§ WHAT YOU SHOULD DO:
Please set down the records below exactly as they appear.

§ RECORDS PROVIDED:

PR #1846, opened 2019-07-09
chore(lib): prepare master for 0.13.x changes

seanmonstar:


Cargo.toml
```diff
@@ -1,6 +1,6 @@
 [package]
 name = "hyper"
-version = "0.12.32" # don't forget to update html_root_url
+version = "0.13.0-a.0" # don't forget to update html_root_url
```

§ RESULT OF THIS EXERCISE:
PR #1846, opened 2019-07-09
chore(lib): prepare master for 0.13.x changes

seanmonstar:


Cargo.toml
```diff
@@ -1,6 +1,6 @@
 [package]
 name = "hyper"
-version = "0.12.32" # don't forget to update html_root_url
+version = "0.13.0-a.0" # don't forget to update html_root_url
```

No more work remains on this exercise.